What’s The Real Cost of Setting Up a Business?

What's The Real Cost of Setting Up a Business?

Starting your own business and becoming your own boss is something many people like the idea of. But, the idea can be very different to the reality. For example, if you underestimate the costs of setting up a business it can lead you straight down the road to failure. So, although the thought of running your own business may be nice, it’s important to plan ahead before you take the plunge. Here are a few costs you might run into while getting your business started.


They may feel like pointless costs to you, but it’s important to have the right paperwork in place before you start trading. It could mean you have to pay for licenses, insurance or even help from Your Company Formations to get everything in order. You may need to pay for permits, or even fees to affiliate your business with certain well known organisations. Remember, these are usually all fees that will need to be renewed every annum so don’t think of them as one-off costs. For example, In the US, many people form an LLC in Wyoming because of its privacy and liability shielding.

Office Space

It’s important to have a dedicated space where you can get your work done. Even if you’re setting up a small business from home, the dining room table isn’t the best choice to set up your work desk. Whether you’re paying to rent out office space in a commercial building or you’re setting up a space in your own home, there will be costs involved. It’s a good idea to work out what you can afford before you go viewing office spaces. When you’re starting out, the cheaper the better. You could always consider a personal loan for self employed workers as an alternative means of finance for an office space out of your budget. You may also be able to find free office space with government schemes for start-ups in your area.

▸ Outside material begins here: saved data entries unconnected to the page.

Issue #28867, opened 2020-09-11
Repeated "HTTP2 has been explicitly disabled" log statements in the rancher logs


sowmyav27:
**What kind of request is this (question/bug/enhancement/feature request):** bug

**Steps to reproduce (least amount of steps as possible):**

- Deploy a cluster in the latest master.
- Rancher logs show repeated log statements

```
I0910 22:26:13.125428   22 http.go:116] HTTP2 has been explicitly disabled
I0910 22:26:13.125710   22 http.go:116] HTTP2 has been explicitly disabled
I0910 22:26:13.125721   22 http.go:116] HTTP2 has been explicitly disabled
I0910 22:26:28.125588   22 http.go:116] HTTP2 has been explicitly disabled
I0910 22:26:28.126647   22 http.go:116] HTTP2 has been explicitly disabled
I0910 22:26:28.127171   22 http.go:116] HTTP2 has been explicitly disabled
I0910 22:26:43.125688   22 http.go:116] HTTP2 has been explicitly disabled
I0910 22:26:43.126727   22 http.go:116] HTTP2 has been explicitly disabled
I0910 22:26:43.127235   22 http.go:116] HTTP2 has been explicitly disabled
I0910 22:26:58.125517   22 http.go:116] HTTP2 has been explicitly disabled
I0910 22:26:58.126350   22 http.go:116] HTTP2 has been explicitly disabled
```

**Other details that may be helpful:**

**Environment information**
- Rancher version (`rancher/rancher`/`rancher/server` image tag or shown bottom left in the UI): master-head - commit id : `ab6598e5a`
- Installation option (single install/HA): HA

**Cluster information**
- Cluster type (Hosted/Infrastructure Provider/Custom/Imported): custom
- Kubernetes version (use `kubectl version`):

```
1.18
```

maggieliu:
Disabled here: https://github.com/rancher/rancher/issues/26624

sowmyav27:
**On master-head - commit id: `8fd81a9b`**

- Rancher logs do NOT show these log statements anymore
```
HTTP2 has been explicitly disabled
```

PR #28990, opened 2020-09-18
Don't use DISABLE_HTTP2 env var

ibuildthecloud:
By properly configure the NextProtos to disable http2. Using the
DISABLE_HTTP2 env var causes a repeated log message.


maggieliu:
related to: https://github.com/rancher/rancher/issues/28867

Issue #28984, opened 2020-09-18
Settings must be propagated to downstream cluster


cbron:
Problem: When settings change they don't get propagated to downstream cluster. 

Solution: If settings change we need to propagate the settings, and also redeploy the downstream agents.

Blocking: https://github.com/rancher/rancher/issues/28923

jiaqiluo:
this is closed, https://github.com/rancher/rancher/issues/28923 is tracking the progress.

PR #29016, opened 2020-09-19
Sync install-uuid and system-default-registry

ibuildthecloud:
Set values in downstream clusters.


ibuildthecloud:
https://github.com/rancher/rancher/issues/28984

Issue #28999, opened 2020-09-18
Error while upgrading the k8s version of an EKS v1 cluster upgraded from 2.4.8 


sowmyav27:
**What kind of request is this (question/bug/enhancement/feature request):** bug

**Steps to reproduce (least amount of steps as possible):**

- deploy an EKS v1 on 2.4.8 in 1.16 k8s version
- Upgrade to master-head
- Edit cluster, upgrade k8s version of the cluster to 1.17
- Save changes made
- Error on the UI
- API Request sent has an error in the response
- Response: `{"baseType":"error","code":"InvalidBodyContent","message":"cannot modify EKS subnets after creation","status":422,"type":"error"}`

**Expected Result:**
User should be able to edit a v1 EKS cluster

**Other details that may be helpful:**

**Environment information**
- Rancher version (`rancher/rancher`/`rancher/server` image tag or shown bottom left in the UI): master-head - commit id: `8fd81a9b`
- Installation option (single install/HA): single install

**Cluster information**
- Cluster type (Hosted/Infrastructure Provider/Custom/Imported): EKS v1
- Kubernetes version (use `kubectl version`):

```
1.16 to 1.17
```

aaronRancher:
The bug fix is verified with Rancher server `rancher\rancher:master-head` `version e9a98a3`

Steps:
deploy an EKS v1 on 2.4.8 in 1.16 k8s version
Upgrade to master-head
Edit cluster, upgrade k8s version of the cluster to 1.17
Save

Result:
Cluster can be edited and upgraded:
![Screen Shot 2020-09-23 at 11 30 59 AM](https://user-images.githubusercontent.com/57409052/94054285-51efa800-fd90-11ea-88b6-ab47a8c040b3.png)

PR #29027, opened 2020-09-20
Dont mutate eksv1 subnets

rmweir:
**Problem:**
Prior, if subnets were different an error would be returned. Before v2.5 sending a request with an empty array would result in a nil field. Now it results in an empty array. This is causing the error to return given the same cluster body.

**Solution:**
To prevent field updates sometimes the "noupdate" tag is used. These were not used before because the subnets are in a dynamic config. Now, logic has been added to the cluster store to implement the same behavior as the "noupdate" tag which simply does not mutate its fields value.

**Issue:**
https://github.com/rancher/rancher/issues/28999

### DIFF
--- a/pkg/api/norman/customization/cluster/validator.go
+++ b/pkg/api/norman/customization/cluster/validator.go
@@ -3,7 +3,6 @@ package cluster
 import (
 	"fmt"
 	"net/http"
-	"reflect"
 	"strings"
 	"time"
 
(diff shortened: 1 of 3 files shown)


dramich (changes requested):
I think there are a couple of options to address this issue. The most correct would be to add logic [here-ish](https://github.com/rancher/rancher/blob/master/pkg/controllers/management/drivers/kontainerdriver/kontainerdriver.go#L178) to check if the driver is EKS and if so set the field update to false.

Many new business owners factor in the costs of buying the materials for their products and services but forget all about the equipment they’ll need to invest in to produce these products. The cost of equipment adds up quickly and you’ll never know when a piece of equipment will need replacing. It could be something as simple as paper and ink, or something more expensive, like an industrial machine. You can save money on equipment by buying second hand when you’re starting out and upgrading as you make more money.


Hiring employees isn’t something small businesses focus on during the first year of trading. However, it’s not impossible for the business to take off quickly and for demand to grow to a stage where your current employees or you alone can’t manage anymore. No business should try to run before it can walk, but if it’s just a case of hiring a few extra hands, it’s something every business owner should be prepared for. If your business is likely to attract more custom during one particular season, you may want to think about preparing to hire temporary staff or freelance workers on a short-term contract. That way, you can save money and meet customer requirements.

Inventory Shrinkage

This is especially important for retail businesses. There may be times when you have a shortage of inventory through no fault of your own. Perhaps your supplier takes longer than usual to make a delivery or one of your employees sends additional items to a customer by mistake. Of course, every retail bricks and mortar store is susceptible to theft and you may find that you’re missing items after doing an inventory check. Unfortunately, this results in unnecessary cost that every business has to experience and few plans for.

Payment Delays

There’s a reason many businesses don’t accept cheques anymore. The last thing you want to find is that you’ve fulfilled your end of the bargain but your customer’s payment has bounced. These days payment delays can happen because the bank withholds certain amounts until something is verified or because a client forgot to fill in a vital payment detail, like a card expiry date. Payment delays can mean that your business is charged for late payments or doesn’t have quite enough to cover employee’s salaries. It’s a vicious circle and one that any business should be prepared for.

Hiring a Professional

Although you may think you can do everything to get your business up and running, there will come a day when you need the help of a professional. Perhaps you’ll need a financial advisor to help build a financial forecast for your business plan. Maybe you’ll require a website designer to ensure your customers have a smooth experience when buying from you online. At some point you will need the services of others, and they can be costly.

Always plan ahead before you start a business from scratch.